For something better, notice that the state of the game at any point is captured by the number of times you have seen each rank so far (the $s_r$s above); the order in which they originally appeared is irrelevant now and in the future. Thus we can describe the state of the game by specifying $s_r$ for each $1 \le r \le 13$, and as $0 \le s_r \le 4$, this gives $5^{13} = 1220703125$, much more manageable. For something even better, note that as you don't care about the actual ranks but only their number, you can simply keep how many of the cards have been seen 0 times, how many have been seen 1 time, etc. That is, let $n_k$ denote the number of $r$ for which $s_r = k$. Then the state is $(n_0, n_1, n_2, n_3, n_4)$, and $\sum_{k=0}^{4} n_k = 13$. In fact, for any state in which $n_4 > 0$ you can determine the probability of winning from that state immediately (it is $1$, as you will keep guessing any $r$ for which $s_r = 4$, and never be wrong), so you only need to care about states in which $n_4 = 0$. The number of such states is the number of nonnegative integer solutions to $n_0 + n_1 + n_2 + n_3 = 13$ which is $\binom{16}{3} = 560$, a number small enough that with enough patience one could even handle it by hand.
Let $p_n$ be the probability of winning from state $n$, where the tuple $n = (n_0, n_1, n_2, n_3, n_4)$ is as above. The number of cards seen so far is $\sum_{k=0}^4 {kn_k}$. The number of cards still in the deck, $D$, is 52 minus this number. If $n_4 > 0$, then $p_n = 1$. Else, let $g$ be the largest $k$ for which $n_k > 0$. You will guess a rank counted in $n_g$. The number of ranks with each count, other than the one you guess, is $$n'_k = \begin{cases}n_k & \text{if $k\neq g$,} \cr n_k - 1 & \text{if $k=g$.}\end{cases}$$ For a particular $k$, for each rank counted in $n_k$, the probability that the next card that turns up is of that rank is $\frac{4-k}{D}$, so the probability that some card of any such rank (other than the one we guess) turns up is $\frac{n'_k(4-k)}{D}$. Once such a card turns up, the next state has one less rank in $n_k$ and one more in $n_{k+1}$. That is, calling the new state $m = m(k)$, $$m_j = \begin{cases}n_j - 1 & \text{if $j = k$,} \cr n_j + 1 & \text{if $j=k+1$} \cr n_j &\text{otherwise.} \end{cases}$$
So the probability of winning from state $n$ (if $n_4 = 0$) is $$p_n = \sum_{k=0}^{3} \frac{n'_k(4-k)}{D}p_{m(k)}.$$
(The code, if anyone's interested, is at the end of the second revision of this answer).)
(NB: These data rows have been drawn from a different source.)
PR #562, opened 2025-11-11
SUP-5203: use keychain for api token

mcncl:
## Description

Currently we store API tokens in plain text in a config file in the user's `.config` directory, that's not ideal.

## Changes

This change moves to using keychain (or Linux/Windows variants) for API tokens by default, but users can override this by setting the token source as `file` using an environment variable.

We've implemented the following;

- `bk configure add` still prompts as normal, but on storing the API token we use the `organization` as the identifier within keychain
- provides a `bk configure migrate` command to move existing tokens and their organization to keychain
- removes the use of a `~/.config/bk.yaml` file entirely
- tests included for this change (all passing)


JoeColeman95 (approved):
LGTM - Only thing is I'd put something about the keychain org list limitation in the heredoc somewhere

scadu:
Some folks use the CLI in CI pipelines, so we definitely want to mention that as a breaking chance, since keyring would be the default now.

mcncl:
@scadu it should be falling back to the config if the token is not present in keychain

internal/config/config.go
```diff
@@ -108,35 +119,70 @@ func (conf *Config) SelectOrganization(org string, inGitRepo bool) error {
 }
 
 // APIToken gets the API token configured for the currently selected organization
+// Priority order: BUILDKITE_API_TOKEN env var → keychain → config file (legacy)
 func (conf *Config) APIToken() string {
+	// Environment variable takes precedence
```
mcncl, line 124: @scadu this section should be what you're after

scadu: @mcncl ah, thanks for pointing that! Nice!

mcncl:
@JoeColeman95 good point; `bk use` won't work with this if a user does have more than one org, they'd need to run `bk configure add` and then provide their org which already exists in Keychain for it to then "use" that org

I'll work on a fix; storing orgs as keys with empty values in the config file so the list of user orgs is still present and can be used as a look up against Keychain

mcncl:
Going to close this while I work on some other things which will make this smoother

PR #563, opened 2025-11-18
SUP-4495, SUP-4957, SUP-4958, SUP-4956, SUP-4959, SUP-4961: Added global --yes and --no-input

Mykematt:
- Replace Huh prompts with simple `fmt.Scanln` for Y/N confirmations
- Replace Huh select menus with numbered list selection
- Add global `--yes` / `-y` flag to skip all confirmations
- Add global `--no-input` flag for strict automation mode
- Remove individual `--yes` flags from `job cancel`, `build new`, and `build cancel` 
- Add `Factory.SetGlobalFlags()` helper for command implementations
Screenshot 2025-11-17 at 5 14 03 PM
Screenshot 2025-11-17 at 5 15 37 PM

### DIFF
--- a/main.go
+++ b/main.go
@@ -27,6 +27,7 @@ type CLI struct {
 	Use       UseCmd       `cmd:"" help:"Select an organization"`
 	User      UserCmd      `cmd:"" help:"Invite users to the organization"`
 	Version   VersionCmd   `cmd:"" help:"Print the version of the CLI being used"`
+	Whoami    WhoamiCmd    `cmd:"" help:"Print the current user and organization"`
 }
 
 // Hybrid delegation commands, we should delete from these when native Kong implementations ready
@@ -70,6 +71,9 @@ type (
 	UseCmd struct {
 		Args []string `arg:"" optional:"" passthrough:"all"`
 	}
+	WhoamiCmd struct {
+		Args []string `arg:"" optional:"" passthrough:"all"`
+	}
 )
 
 // Delegation methods, we should delete when native Kong implementations ready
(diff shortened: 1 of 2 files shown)


internal/io/confirm.go
```diff
@@ -1,30 +1,36 @@
...
+//	    // ... rest of your logic
+//	}
+//
+// Then use factory flags in RunE:
+//
+//	confirmed := f.SkipConfirm  // Respects global --yes flag
+//	io.Confirm(&confirmed, "Do the thing?")
+//
+// Do NOT add individual --yes flags to commands. Use the global flag pattern above.
 func Confirm(confirmed *bool, title string) error {
```
moskyb: i generally try to avoid modifying pointer arguments if at all possible — i wonder if we could change the signature up to be a little more ergonomic to go

```Go
func Confirm(factory *factory.Factory, prompt string) (bool, error) {
	if factory.SkipConfirm {
		return true, nil
	}

	fmt.Printf("%s [y/N]: ", prompt)
	var response string
	_, err := fmt.Scanln(&response)
	if err != nil {
		return false, fmt.Errorf("scanning for confirmation input: %w", err)
	}

	response = strings.ToLower(strings.TrimSpace(response))
	return response == "y" || response == "yes", nil
}
```

moskyb: in this case we could add the `NoInput` in there too actually, eg
```Go
// ...
if factory.NoInput {
  return false, errors.New("interactive input required but --no-input is set")
}
```

which means that callers have to do less thinking when they prompt the user

Mykematt: Thanks @moskyb. Fixed accordingly.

Edit: By Googling for the answer obtained above, I found this paper:
They consider this problem and obtain exactly the same answer. They too say "it seems that there is no general closed formula" and find the answer by computer; they seem to be using the algorithm I mentioned in passing above, which for this standard deck considers $5^{13}$ states. They also study the variant where the player has to specify all the sequence of guesses in advance. For some reason they have a relatively long proof that the greedy strategy above is optimal, but I can't find any bug in my proof above.